**ASSIGNMENT**
Every line from the line containing "Add definitions for" through the final line below is to be repeated exactly; no other line is.

+===+

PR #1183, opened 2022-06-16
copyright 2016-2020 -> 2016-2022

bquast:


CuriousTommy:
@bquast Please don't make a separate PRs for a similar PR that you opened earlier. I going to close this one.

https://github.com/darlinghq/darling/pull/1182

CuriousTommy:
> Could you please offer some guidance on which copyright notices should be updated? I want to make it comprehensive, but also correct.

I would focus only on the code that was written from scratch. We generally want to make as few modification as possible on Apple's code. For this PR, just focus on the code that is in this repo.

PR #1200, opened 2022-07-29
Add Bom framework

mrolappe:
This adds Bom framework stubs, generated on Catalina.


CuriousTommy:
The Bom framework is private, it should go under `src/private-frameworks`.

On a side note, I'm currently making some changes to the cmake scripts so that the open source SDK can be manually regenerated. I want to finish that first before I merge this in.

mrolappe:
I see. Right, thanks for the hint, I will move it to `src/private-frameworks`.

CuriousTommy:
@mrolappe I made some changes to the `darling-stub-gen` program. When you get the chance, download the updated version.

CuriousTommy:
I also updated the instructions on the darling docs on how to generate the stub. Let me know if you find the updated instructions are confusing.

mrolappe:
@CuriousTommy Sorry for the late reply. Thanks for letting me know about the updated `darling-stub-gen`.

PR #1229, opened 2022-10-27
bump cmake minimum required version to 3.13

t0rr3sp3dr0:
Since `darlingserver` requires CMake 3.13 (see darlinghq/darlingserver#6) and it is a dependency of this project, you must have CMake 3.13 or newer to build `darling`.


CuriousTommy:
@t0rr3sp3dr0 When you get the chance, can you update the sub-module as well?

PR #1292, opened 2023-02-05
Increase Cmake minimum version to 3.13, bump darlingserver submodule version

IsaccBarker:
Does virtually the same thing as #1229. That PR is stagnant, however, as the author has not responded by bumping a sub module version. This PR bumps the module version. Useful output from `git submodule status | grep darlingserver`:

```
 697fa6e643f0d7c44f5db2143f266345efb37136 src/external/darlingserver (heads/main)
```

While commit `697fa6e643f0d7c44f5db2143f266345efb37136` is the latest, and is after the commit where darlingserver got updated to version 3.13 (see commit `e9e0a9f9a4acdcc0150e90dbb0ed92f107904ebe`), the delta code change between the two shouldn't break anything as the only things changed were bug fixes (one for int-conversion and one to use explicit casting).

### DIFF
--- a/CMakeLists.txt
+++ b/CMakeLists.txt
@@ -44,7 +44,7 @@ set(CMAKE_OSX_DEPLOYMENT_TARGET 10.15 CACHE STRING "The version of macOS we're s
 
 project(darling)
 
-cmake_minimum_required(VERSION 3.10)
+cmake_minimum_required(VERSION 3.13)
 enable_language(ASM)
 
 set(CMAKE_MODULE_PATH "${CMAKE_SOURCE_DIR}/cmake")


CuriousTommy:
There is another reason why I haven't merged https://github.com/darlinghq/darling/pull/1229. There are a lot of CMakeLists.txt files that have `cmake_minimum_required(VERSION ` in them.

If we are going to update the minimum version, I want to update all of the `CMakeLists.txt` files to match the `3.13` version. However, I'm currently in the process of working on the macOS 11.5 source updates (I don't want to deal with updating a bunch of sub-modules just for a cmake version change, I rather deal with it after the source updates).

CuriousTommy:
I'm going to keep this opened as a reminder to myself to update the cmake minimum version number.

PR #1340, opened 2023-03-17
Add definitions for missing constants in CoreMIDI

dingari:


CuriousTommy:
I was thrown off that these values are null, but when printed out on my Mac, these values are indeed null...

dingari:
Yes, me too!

+===+

**SOLUTION TO THIS TASK**
Add definitions for missing constants in CoreMIDI

dingari:


CuriousTommy:
I was thrown off that these values are null, but when printed out on my Mac, these values are indeed null...

dingari:
Yes, me too!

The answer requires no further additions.